Facebook works. Twitter works. All their friends already exist on it - FB
friends list are closed, Twitter's are open. Both do everything they could
possibly want it to do "connect to their friends" and "find what's happening
in the world". In my mind - it's "Google and Bing" all over. For example, Bing
is arguably just as good as Google now yet everyone continues to use Google.
Why will Google+ bring about such a "rapid shift" that it will lead to a
hemorrhaging of users from Twitter and/or Facebook ?

Google+ - great for technology people who want to "control their data". My
friends don't even understand what "exporting data for portability" even
means. They use Facebook, see their friends posts, upload photos, check-in to
places and they love that. Those that use Twitter do so to find out instant
real-time updates and news from around the world. Twitter focus on this and
this only - not building and trying to be "everything to everyone".

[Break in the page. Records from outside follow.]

PR #309, opened 2021-03-10
exit to MPIABORT

Thomas-Ulrich:
I changed the `call exit(134)` to `call MPI_ABORT(MPI%commWorld, 134)`.
Same files as Sebastian previous PR.
Then I added the `USE mpi_f08` at the beginning of each file modified.
But, then I removed it in files where the compilation was complaining (because MPI_COMM_WORLD was already included in another module?).

(in the process of fixing the compilation, I changed some of the MPI_COMM_WORLD to MPI%commWorld, which should be equivalent, right?).

### DIFF
--- a/azure-pipelines-seissol-template.yml
+++ b/azure-pipelines-seissol-template.yml
@@ -18,7 +18,6 @@ jobs:
                         sudo apt-get install gcc-8 g++-8 gfortran-8
                         sudo update-alternatives --install /usr/bin/gcc gcc /usr/bin/gcc-8 100
                         sudo update-alternatives --install /usr/bin/g++ g++ /usr/bin/g++-8 100
-                        sudo update-alternatives --install /usr/bin/gfortran gfortran /usr/bin/gfortran-8 100
                         gcc --version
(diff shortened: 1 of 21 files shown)


krenzland:
In my opinion, we should delete the support for compiling without MPI anyway. Someone is probably going to disagree with that though.

krenzland:
I've had a quick look why the pipeline doesn't compile. It looks like the standard package from ubuntu compiles MPI with an older gfortran. We explictely use a newer gfortran version. So there seems to be a mismatch. Not sure what the solution is. We can try to see whether we can use an older version of gfortran (i.e. the default one that ubuntu ships!). Should work in theory.

@Thomas-Ulrich  Can I commit to your branch? Maybe I can fix it.

Thomas-Ulrich:
Thank you! yes, feel free to commit to the branch!

krenzland:
It's fixed!

Thomas-Ulrich:
Great then it is ready for review too!

sebwolf-de:
>  I changed some of the MPI_COMM_WORLD to MPI%commWorld
I think we should make this consistent.

Thomas-Ulrich:
Hi, 
I've updated most of the MPI_COMM_WORLD to MPI%commWorld, except in 2 files:
src/Numerical_aux/dgbasis.f90
src/Numerical_aux/operators.f90
Because adding the MPI to the function interface would require changing a lot of functions calling these basic functions.

sebwolf-de (approved):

Facebook will improve their "groups" feature to something similar to Circles
and continue to innovative. Twitter will continue to expand as the real-time
news service because it is so ingrained in modern culture now. People "tweet"
it just like people "Google it" [in the verb sense]. Google+ - is great for
"forcing" FB to continue to innovate - but I am still a cynic in relation to
it's ability to have such a high incentive draw that users leave FB or leave
Twitter "exclusively" - or even "in addition to" - Google+.

[that said, any chance of invite :) email in profile]

edit: Thanks to those that sent an invite. Seems that Google's disabled them
:( i.e. there are no links in the sign up emails so there is no way to join.
Awesome effort though! Thanks again +1 [pun intended]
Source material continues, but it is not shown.